(Dataset records)

--- --- ---

PR #5920, opened 2026-07-09
Fix Local Metadata not Being Correctly Applied to Optional Params in Python

### LINKED ISSUE #5801: slice2py: optional branch of typeToTypeHintString drops parameter metadata
### Description

In `cpp/src/slice2py/PythonUtil.cpp`, the `optional` branch of `CodeVisitor::typeToTypeHintString` recurses without forwarding the `localMetadata` argument:

```cpp
if (optional)
{
    if (isProxyType(type) || type->isClassType())
    {
        // We map optional proxies and classes like regular ones.
        return typeToTypeHintString(type, false, source, forMarshaling);          // drops localMetadata
    }
    else
    {
        return typeToTypeHintString(type, false, source, forMarshaling) + " | None"; // drops localMetadata
    }
}
```

As a result, metadata-driven type hints are lost for optional parameters/return values. For example:

```slice
sequence<int> IntSeq;

interface I
{
    void op(["python:numpy.ndarray"] optional(1) IntSeq values);
}
```

The generated hint for `values` omits the `numpy.typing.NDArray[...]` alternative, on both the proxy signature and the servant abstract method (and, consequently, the operation docstring). The non-optional case produces the expected hint.

### Fix

Forward `localMetadata` on the recursive calls in the `optional` branch.

### Notes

--- --- ---

The problem:
Each entry should be reproduced in the output exactly.

Solution:
PR #5920, opened 2026-07-09
Fix Local Metadata not Being Correctly Applied to Optional Params in Python

### LINKED ISSUE #5801: slice2py: optional branch of typeToTypeHintString drops parameter metadata
### Description

In `cpp/src/slice2py/PythonUtil.cpp`, the `optional` branch of `CodeVisitor::typeToTypeHintString` recurses without forwarding the `localMetadata` argument:

```cpp
if (optional)
{
    if (isProxyType(type) || type->isClassType())
    {
        // We map optional proxies and classes like regular ones.
        return typeToTypeHintString(type, false, source, forMarshaling);          // drops localMetadata
    }
    else
    {
        return typeToTypeHintString(type, false, source, forMarshaling) + " | None"; // drops localMetadata
    }
}
```

As a result, metadata-driven type hints are lost for optional parameters/return values. For example:

```slice
sequence<int> IntSeq;

interface I
{
    void op(["python:numpy.ndarray"] optional(1) IntSeq values);
}
```

The generated hint for `values` omits the `numpy.typing.NDArray[...]` alternative, on both the proxy signature and the servant abstract method (and, consequently, the operation docstring). The non-optional case produces the expected hint.

### Fix

Forward `localMetadata` on the recursive calls in the `optional` branch.

### Notes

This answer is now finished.